● **Work instruction**:
Below are several records. Retype exactly those lines running from the one with "izaitsevfb: we need" through the one with "- Set's a custom", end lines included, and no others.
---*---
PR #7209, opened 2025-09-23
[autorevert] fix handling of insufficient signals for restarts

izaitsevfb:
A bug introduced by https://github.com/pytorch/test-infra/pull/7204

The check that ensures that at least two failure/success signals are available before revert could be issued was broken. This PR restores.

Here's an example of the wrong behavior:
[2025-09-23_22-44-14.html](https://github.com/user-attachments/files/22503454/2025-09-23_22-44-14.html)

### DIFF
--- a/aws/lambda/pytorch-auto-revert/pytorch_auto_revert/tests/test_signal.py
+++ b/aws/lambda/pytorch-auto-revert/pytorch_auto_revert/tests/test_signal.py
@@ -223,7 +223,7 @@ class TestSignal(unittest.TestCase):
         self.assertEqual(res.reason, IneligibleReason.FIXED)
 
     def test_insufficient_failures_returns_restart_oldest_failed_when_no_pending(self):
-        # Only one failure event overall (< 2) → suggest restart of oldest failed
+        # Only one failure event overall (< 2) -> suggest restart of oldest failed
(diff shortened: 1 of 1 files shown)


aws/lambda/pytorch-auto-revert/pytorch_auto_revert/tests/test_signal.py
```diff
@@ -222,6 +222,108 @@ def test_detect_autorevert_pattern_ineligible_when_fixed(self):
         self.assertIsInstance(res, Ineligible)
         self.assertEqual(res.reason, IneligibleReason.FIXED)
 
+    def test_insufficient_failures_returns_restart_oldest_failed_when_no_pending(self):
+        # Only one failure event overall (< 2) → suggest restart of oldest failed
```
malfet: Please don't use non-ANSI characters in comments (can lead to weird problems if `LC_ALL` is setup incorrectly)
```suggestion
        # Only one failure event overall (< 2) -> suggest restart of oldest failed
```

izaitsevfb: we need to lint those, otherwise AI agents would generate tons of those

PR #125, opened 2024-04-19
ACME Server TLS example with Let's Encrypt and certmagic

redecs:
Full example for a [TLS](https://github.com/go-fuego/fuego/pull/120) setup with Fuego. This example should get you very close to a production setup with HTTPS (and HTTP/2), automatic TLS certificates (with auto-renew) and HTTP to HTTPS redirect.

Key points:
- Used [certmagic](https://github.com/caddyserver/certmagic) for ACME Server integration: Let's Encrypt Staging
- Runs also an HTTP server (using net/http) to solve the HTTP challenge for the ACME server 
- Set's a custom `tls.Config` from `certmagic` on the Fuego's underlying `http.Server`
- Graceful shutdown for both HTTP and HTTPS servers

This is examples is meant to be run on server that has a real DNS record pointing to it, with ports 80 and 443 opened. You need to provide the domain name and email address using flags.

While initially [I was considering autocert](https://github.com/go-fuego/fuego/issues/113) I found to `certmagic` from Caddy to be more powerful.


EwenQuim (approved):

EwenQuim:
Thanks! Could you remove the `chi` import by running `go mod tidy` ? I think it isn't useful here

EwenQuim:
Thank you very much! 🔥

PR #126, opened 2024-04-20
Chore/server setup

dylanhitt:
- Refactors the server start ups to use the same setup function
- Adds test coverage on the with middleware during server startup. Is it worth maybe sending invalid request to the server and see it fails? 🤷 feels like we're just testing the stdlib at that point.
---*---
● **Output**:
izaitsevfb: we need to lint those, otherwise AI agents would generate tons of those

PR #125, opened 2024-04-19
ACME Server TLS example with Let's Encrypt and certmagic

redecs:
Full example for a [TLS](https://github.com/go-fuego/fuego/pull/120) setup with Fuego. This example should get you very close to a production setup with HTTPS (and HTTP/2), automatic TLS certificates (with auto-renew) and HTTP to HTTPS redirect.

Key points:
- Used [certmagic](https://github.com/caddyserver/certmagic) for ACME Server integration: Let's Encrypt Staging
- Runs also an HTTP server (using net/http) to solve the HTTP challenge for the ACME server 
- Set's a custom `tls.Config` from `certmagic` on the Fuego's underlying `http.Server`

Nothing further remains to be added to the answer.